PR #136, opened 2016-08-13
Add test infrastructure to allow hostname to be overridden

robbrockbank:
We currently don't test whether setting $HOSTNAME actually works.... it didn't (see https://github.com/projectcalico/calico-containers/issues/1105).

This allows tests to override the hostname using the $HOSTNAME environment variable.

### DIFF
--- a/calico_test/tests/st/utils/docker_host.py
+++ b/calico_test/tests/st/utils/docker_host.py
@@ -13,6 +13,7 @@
 # limitations under the License.
 import logging
 import os
+import uuid
 from subprocess import CalledProcessError
 from functools import partial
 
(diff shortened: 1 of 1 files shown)


calico_test/tests/st/utils/docker_host.py
```diff
@@ -52,6 +54,11 @@ def __init__(self, name, start_calico=True, dind=True,
         An IPv6 address value to pass to calicoctl as `--ipv6`. If left as None, no value will be passed.
         """
 
+        self._hostname = None if not override_hostname else uuid.uuid1().hex[:16]
+        """
+        Create an arbitrary hostname if we want to override.
```
ozdanborne, line 62: How bout `When True, arbitrarily sets the HOSTNAME environment variable in both the DockerHost's env at startup and before all subsequent calicoctl calls.`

ACTIVITY: Using the records above, find and show each line with the string "environment".

FINISHED EXERCISE:
This allows tests to override the hostname using the $HOSTNAME environment variable.
ozdanborne, line 62: How bout `When True, arbitrarily sets the HOSTNAME environment variable in both the DockerHost's env at startup and before all subsequent calicoctl calls.`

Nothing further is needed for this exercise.